━━━━━ Records shown ━━━━━

PR #8, opened 2017-03-04
fix include in installed header

ibaned:
The headers in kokkos-kernels/src/impl/ get
installed to the include/ directory same
as the rest, so they should not include
each other as "impl/foo.hpp" because that
will not work in the installed location.
This fixes a compile error when building
Albany against current Trilinos.

@crtrott @mhoemmen 
Its pretty urgent that this gets through to Trilinos,
I'm pretty sure all compiles against installed
kokkos-kernels will fail until then.
The Albany CDash failure that spotted this is here:
http://my.cdash.org/viewBuildError.php?buildid=1146035

### DIFF
--- a/src/impl/Kokkos_Sparse_impl_spmv_def.hpp
+++ b/src/impl/Kokkos_Sparse_impl_spmv_def.hpp
@@ -47,7 +47,7 @@
 #include "Kokkos_InnerProductSpaceTraits.hpp"
 #include "Kokkos_CrsMatrix.hpp" // only included for backwards compatibility
 #include "Kokkos_Blas1_MV.hpp"
-#include "impl/Kokkos_Sparse_impl_spmv_omp.hpp"
+#include "Kokkos_Sparse_impl_spmv_omp.hpp"
 
 #ifdef HAVE_KOKKOSKERNELS_ETI_ONLY
 #define KOKKOSSPARSE_ETI_ONLY


mhoemmen:
@ibaned wrote:
> I'm pretty sure all compiles against installed kokkos-kernels will fail until then.

It's legal to push KokkosKernels changes to Trilinos/develop if urgent.  Just note that the changes will go away at the next snapshot unless they also go into KokkosKernels.

mhoemmen:
@ibaned we all just got back from work travel a couple days ago so please pardon the delay.

crtrott:
We apply the fix to trilinos separately.

ibaned:
I'm currently running the checkin-test-sems script to push this to Trilinos develop. Unfortunately @bmpersc merged Trilinos develop into master before I could do this, so applications that use Trilinos may see trouble with Trilinos master soon.

ibaned:
That was taking way too long. I just pushed 0a2eee9.

mhoemmen:
> That was taking way too long. I just pushed 0a2eee9.

Sorry, we're all just getting back from travel (and I just moved offices -- I've been unpacking boxes this morning).

ibaned:
I'm sorry, that statement was vague. I was referring to the checkin-test-sems process, not the responsiveness of developers. I have no problem with the latter.

mhoemmen:
Next time, if you're in a hurry, try adding these options:

`--enable-packages=KokkosKernels,Tpetra,Ifpack2 --no-enable-fwd-packages`

PR #38, opened 2017-07-20
KokkosKernels: Performance Testing Prototype

MicheldeMessieres:
@srajama1 

This is a first implementation of a performance archiver based on
Teuchos_XMLPerfTestArchive but using yaml instead of XML.

**Summary:**

  On first run, the Performance archiver adds the test info to a yaml database.

  On subsequent runs the test configuration is compared to prior results.
    If the configuration does not match a new entry is added to the database.
    If the configuration matches, the values are compared and failure events are
      provided if they exceed the specified tolerances.

**Unit Tests/Demos** (enabled with TPL_ENABLE_yaml-cpp):

  _performance_demo_ - a lightweight example which uses mock values and
    demonstrates usage of the Performance class. Eventually to be deleted.

  _performance_validate_ - a true unit test which runs through all the possible
    functions of the archiver and verifies proper response. The test is designed
    to mimic running one test repeatedly and validates that new input is properly
    compared to old values in the database. This test may serve as a good
    guide for learning which features are currently available with the archiver.

  _performance_demo_blas1_ - takes the blas1 example and applies the
    Performance archiver to it. Currently uses the Teuchos TimeMonitor outputs
    as inputs for the archiver. This test will be deleted and the performance class
    can be applied directly to the blas1 test once further design discussion has
    taken place. This was intended as a minimal application to a real test.

This is work in progress and needs further discussion.


perf_test/performance_demo.cpp
```diff
@@ -66,7 +66,7 @@
 
 #include "Kokkos_Performance_impl.hpp" // provides performance archiver
 
-bool run_example() {
+bool run_example(Teuchos::RCP<const Teuchos::Comm<int> > comm) {
```
mhoemmen: I'm pretty sure Kokkos isn't supposed to depend on Teuchos.

perf_test/performance_demo.cpp
```diff
@@ -86,8 +86,12 @@ bool run_example() {
   // Create an archiver - steps are create, fill with members, then run
   Performance archiver;
 
+  // Example of how to set customized machine config - to be developed
+  // Change to generate new entries in the yaml under MachineConfiguration
+  archiver.set_machine_config("Kokkos Config", "some node type");
+
   // Fill config
-  archiver.set_config("MPI_Ranks", 2); // would be set to mpi comm size
+  archiver.set_config("MPI_Ranks", comm->getSize());
```
mhoemmen: See above.

perf_test/performance_demo.cpp
```diff
@@ -150,7 +154,7 @@ int main(int argc, char *argv[]) {
 
   // for now other ranks can just be done - let rank 0 update the archive
   if(comm->getRank() == 0) {
```
mhoemmen: See above.

mhoemmen:
@MicheldeMessieres never mind my review -- it looks like you don't intend for this to depend only on kokkos-kernels.

MicheldeMessieres:
@mhoemmen - I think the plan is to have them not use Teuchos at all and the yaml reader is free of Teuchos. I had picked the blas1 test somewhat arbitrarily and just realizing now it's the only one that has Teuchos links so probably a poor first choice. To make it more clear this runs Teuchos free I removed the blas1 demo and updated the other two demos to be without any Teuchos calls. 

I think a good next step will be to pick one of the other tests, sketch out the features we'd like to see, then I could work on making sure that runs nicely with the archiver in different Kokkos modes, etc.

mhoemmen:
@MicheldeMessieres Thanks for the clarification!

crtrott:
Hm the diff seems weirdly off, it shows me stuff which is already in develop ??

MicheldeMessieres:
@crtrott Regret the mess. Was trying to push from a different server and got mangled. I will clean this up soon.

crtrott:
OK closing this. Check out #44 , I took your branch merged it into develop and summited as a new one. It just felled off that there are supposed to be over 100k lines changed for this, and the fixed up pull request only has 1.3k lines change, which makes more sense.

crtrott:
Still funny how this could happen. Somehow git got confused, because a simple merge from your branch worked perfectly fine, so its not the actual content ..

MicheldeMessieres:
@crtrott  I'll work off the new branch. I had forgotten to set authorship originally and amended before pushing which perhaps caused some issue, though the diff seemed fine.  Now it looks like it's supposed to. Thanks!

━━━━━

> [What you should do]: Give the records above again in full, keeping every character unchanged.

> [Completed task]:
PR #8, opened 2017-03-04
fix include in installed header

ibaned:
The headers in kokkos-kernels/src/impl/ get
installed to the include/ directory same
as the rest, so they should not include
each other as "impl/foo.hpp" because that
will not work in the installed location.
This fixes a compile error when building
Albany against current Trilinos.

@crtrott @mhoemmen 
Its pretty urgent that this gets through to Trilinos,
I'm pretty sure all compiles against installed
kokkos-kernels will fail until then.
The Albany CDash failure that spotted this is here:
http://my.cdash.org/viewBuildError.php?buildid=1146035

### DIFF
--- a/src/impl/Kokkos_Sparse_impl_spmv_def.hpp
+++ b/src/impl/Kokkos_Sparse_impl_spmv_def.hpp
@@ -47,7 +47,7 @@
 #include "Kokkos_InnerProductSpaceTraits.hpp"
 #include "Kokkos_CrsMatrix.hpp" // only included for backwards compatibility
 #include "Kokkos_Blas1_MV.hpp"
-#include "impl/Kokkos_Sparse_impl_spmv_omp.hpp"
+#include "Kokkos_Sparse_impl_spmv_omp.hpp"
 
 #ifdef HAVE_KOKKOSKERNELS_ETI_ONLY
 #define KOKKOSSPARSE_ETI_ONLY


mhoemmen:
@ibaned wrote:
> I'm pretty sure all compiles against installed kokkos-kernels will fail until then.

It's legal to push KokkosKernels changes to Trilinos/develop if urgent.  Just note that the changes will go away at the next snapshot unless they also go into KokkosKernels.

mhoemmen:
@ibaned we all just got back from work travel a couple days ago so please pardon the delay.

crtrott:
We apply the fix to trilinos separately.

ibaned:
I'm currently running the checkin-test-sems script to push this to Trilinos develop. Unfortunately @bmpersc merged Trilinos develop into master before I could do this, so applications that use Trilinos may see trouble with Trilinos master soon.

ibaned:
That was taking way too long. I just pushed 0a2eee9.

mhoemmen:
> That was taking way too long. I just pushed 0a2eee9.

Sorry, we're all just getting back from travel (and I just moved offices -- I've been unpacking boxes this morning).

ibaned:
I'm sorry, that statement was vague. I was referring to the checkin-test-sems process, not the responsiveness of developers. I have no problem with the latter.

mhoemmen:
Next time, if you're in a hurry, try adding these options:

`--enable-packages=KokkosKernels,Tpetra,Ifpack2 --no-enable-fwd-packages`

PR #38, opened 2017-07-20
KokkosKernels: Performance Testing Prototype

MicheldeMessieres:
@srajama1 

This is a first implementation of a performance archiver based on
Teuchos_XMLPerfTestArchive but using yaml instead of XML.

**Summary:**

  On first run, the Performance archiver adds the test info to a yaml database.

  On subsequent runs the test configuration is compared to prior results.
    If the configuration does not match a new entry is added to the database.
    If the configuration matches, the values are compared and failure events are
      provided if they exceed the specified tolerances.

**Unit Tests/Demos** (enabled with TPL_ENABLE_yaml-cpp):

  _performance_demo_ - a lightweight example which uses mock values and
    demonstrates usage of the Performance class. Eventually to be deleted.

  _performance_validate_ - a true unit test which runs through all the possible
    functions of the archiver and verifies proper response. The test is designed
    to mimic running one test repeatedly and validates that new input is properly
    compared to old values in the database. This test may serve as a good
    guide for learning which features are currently available with the archiver.

  _performance_demo_blas1_ - takes the blas1 example and applies the
    Performance archiver to it. Currently uses the Teuchos TimeMonitor outputs
    as inputs for the archiver. This test will be deleted and the performance class
    can be applied directly to the blas1 test once further design discussion has
    taken place. This was intended as a minimal application to a real test.

This is work in progress and needs further discussion.


perf_test/performance_demo.cpp
```diff
@@ -66,7 +66,7 @@
 
 #include "Kokkos_Performance_impl.hpp" // provides performance archiver
 
-bool run_example() {
+bool run_example(Teuchos::RCP<const Teuchos::Comm<int> > comm) {
```
mhoemmen: I'm pretty sure Kokkos isn't supposed to depend on Teuchos.

perf_test/performance_demo.cpp
```diff
@@ -86,8 +86,12 @@ bool run_example() {
   // Create an archiver - steps are create, fill with members, then run
   Performance archiver;
 
+  // Example of how to set customized machine config - to be developed
+  // Change to generate new entries in the yaml under MachineConfiguration
+  archiver.set_machine_config("Kokkos Config", "some node type");
+
   // Fill config
-  archiver.set_config("MPI_Ranks", 2); // would be set to mpi comm size
+  archiver.set_config("MPI_Ranks", comm->getSize());
```
mhoemmen: See above.

perf_test/performance_demo.cpp
```diff
@@ -150,7 +154,7 @@ int main(int argc, char *argv[]) {
 
   // for now other ranks can just be done - let rank 0 update the archive
   if(comm->getRank() == 0) {
```
mhoemmen: See above.

mhoemmen:
@MicheldeMessieres never mind my review -- it looks like you don't intend for this to depend only on kokkos-kernels.

MicheldeMessieres:
@mhoemmen - I think the plan is to have them not use Teuchos at all and the yaml reader is free of Teuchos. I had picked the blas1 test somewhat arbitrarily and just realizing now it's the only one that has Teuchos links so probably a poor first choice. To make it more clear this runs Teuchos free I removed the blas1 demo and updated the other two demos to be without any Teuchos calls. 

I think a good next step will be to pick one of the other tests, sketch out the features we'd like to see, then I could work on making sure that runs nicely with the archiver in different Kokkos modes, etc.

mhoemmen:
@MicheldeMessieres Thanks for the clarification!

crtrott:
Hm the diff seems weirdly off, it shows me stuff which is already in develop ??

MicheldeMessieres:
@crtrott Regret the mess. Was trying to push from a different server and got mangled. I will clean this up soon.

crtrott:
OK closing this. Check out #44 , I took your branch merged it into develop and summited as a new one. It just felled off that there are supposed to be over 100k lines changed for this, and the fixed up pull request only has 1.3k lines change, which makes more sense.

crtrott:
Still funny how this could happen. Somehow git got confused, because a simple merge from your branch worked perfectly fine, so its not the actual content ..

MicheldeMessieres:
@crtrott  I'll work off the new branch. I had forgotten to set authorship originally and amended before pushing which perhaps caused some issue, though the diff seemed fine.  Now it looks like it's supposed to. Thanks!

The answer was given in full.